When the agent produces an action ${\widehat{s}}_t$ as a prediction of the future state, the reward $r_t$ is computed as the negative Mean Squared Error (MSE):

$$r(t+\Delta t)=-\sum _{i=1}^7{w}_i{({\widehat{\theta }}_i\left(t\right)-{\theta }_i\left(t\right))}^2$$

(7)

where $w_i$ are joint-specific weights.

To enable exploration in continuous action spaces, we inject Gaussian noise into the action outputs (using NormalActionNoise). For each action dimension $i=1,\dots ,7$, the noise is sampled as follows:

$${ϵ}_i\sim \mathcal{N}(0,{\sigma }^2),\mathrm{with}\sigma =0.1.$$

Thus, the total noise vector is as follows:

$$\mathbf{ϵ}\sim \mathcal{N}(\mathbf{0},{0.1}^2{\mathbf{I}}_7),$$

where $\mathbf{0}$ is the zero vector in ${\mathbb{R}}^7$ and ${\mathbf{I}}_7$ is the $7\times 7$ identity matrix. The final exploratory action becomes the following:

$${\widehat{s}}_t=\pi \left(s_t\right)+\mathbf{ϵ},$$

where $\pi \left(s_t\right)$ is the deterministic output of the policy network.

The algorithm is based on the Deep Deterministic Policy Gradient (DDPG) framework, which is an actor-critic method designed for continuous control tasks. This approach combines policy optimization with value function estimation and is particularly suitable when the action space is continuous.

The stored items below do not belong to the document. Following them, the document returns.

PR #1355, opened 2024-03-13
fix: skip for golden check

acpana:
During the `pause` work, I discovered that there's not a golden log for `serviceusage.cnrm.cloud.google.com/Service` just yet. I can capture that later but skipping it if `GOLDEN_REQUEST_CHECKS` is set for now.

### DIFF
--- a/config/tests/samples/create/harness.go
+++ b/config/tests/samples/create/harness.go
@@ -448,6 +448,10 @@ func MaybeSkip(t *testing.T, name string, resources []*unstructured.Unstructured
 			case schema.GroupKind{Group: "", Kind: "Secret"}:
 
 			case schema.GroupKind{Group: "serviceusage.cnrm.cloud.google.com", Kind: "Service"}:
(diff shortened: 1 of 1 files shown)


config/tests/samples/create/harness.go
```diff
@@ -448,6 +448,10 @@ func MaybeSkip(t *testing.T, name string, resources []*unstructured.Unstructured
 			case schema.GroupKind{Group: "", Kind: "Secret"}:
 
 			case schema.GroupKind{Group: "serviceusage.cnrm.cloud.google.com", Kind: "Service"}:
+				if os.Getenv("GOLDEN_REQUEST_CHECKS") != "" {
+					// no golden log for this resource  yet
```
gemmahou, line 452: Nit: Can we add a TODO here and create a ticket to capture logs later and remove this special handling?

acpana: Yes currently in the process of running a capture for this.

PR #1364, opened 2024-03-14
chore: Fix some linter issues

justinsb:
These merged because the PR was super-old (and maybe a prow bug also?)


justinsb:
(This is in 1.114 on the assumption that we're going to start hitting this in other PRs)

justinsb:
This is not a blocker for 1.114, and it doesn't seem to be causing problems, so I guess I will punt to 1.115.  I don't _think_ I imagined the failure, so I am a little confused!

yuwenma:
/lgtm
/approve

(The review is a little bit late) Thank you for this!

The policy (actor) network, parameterized by ${\theta }^{\pi }$, is tasked with generating continuous actions based on the current state $s_t$. Its parameters are updated to maximize the expected return. The gradient of the objective function can be approximated as follows:

$${\nabla }_{{\theta }^{\pi }}J\approx {\mathbb{E}}_{s_t\sim \mathcal{D}}\left[{\nabla }_{a}Q(s_t,a\mid {\theta }^Q){|}_{a=\pi \left(s_t\right)}{\nabla }_{{\theta }^{\pi }}\pi (s_t\mid {\theta }^{\pi })\right],$$

(8)

where $\mathcal{D}$ is the replay buffer storing past transitions, and $Q(s_t,a|{\theta }^Q)$ is the critic’s Q-value estimate.

The critic network, parameterized by ${\theta }^Q$, evaluates the state-action pairs by approximating the Q-value function. Its loss function is defined by the Temporal-Difference error:

$$L\left({\theta }^Q\right)={\mathbb{E}}_{(s_t,a_t,r_t,s_{t+1})\sim \mathcal{D}}\left[{\left(Q(s_t,a_t\mid {\theta }^Q)-y_t\right)}^2\right],$$

(9)

with the target value $y_t$ computed as follows:

$$y_t=r_t+\gamma Q(s_{t+1},\pi (s_{t+1}\mid {\theta }^{\pi })\mid {\theta }^Q).$$

(10)

Here, $\gamma$ is the discount factor that weights future rewards. In many implementations, separate target networks are maintained for both the actor and critic, updated via a soft-update rule:

$${\theta }_{\mathrm{target}}\leftarrow \tau \theta +(1-\tau ){\theta }_{\mathrm{target}},$$

where $\tau \ll 1$.

A replay buffer $\mathcal{D}$ stores transitions of the form $(s_t,a_t,r_t,s_{t+1})$ up to a capacity (e.g., ${10}^5$ transitions). During training, mini-batches (e.g., 128 samples per batch) are uniformly sampled from this buffer. This technique helps to

• Break the temporal correlations between sequential samples.
• Provide a diverse set of experiences, which stabilizes the training process.

To effectively explore the continuous action space, an exploration noise process is added to the actions generated by the actor during training. A common choice is the Ornstein–Uhlenbeck process, which produces temporally correlated noise that is well-suited for physical control systems where smooth transitions between actions are desired.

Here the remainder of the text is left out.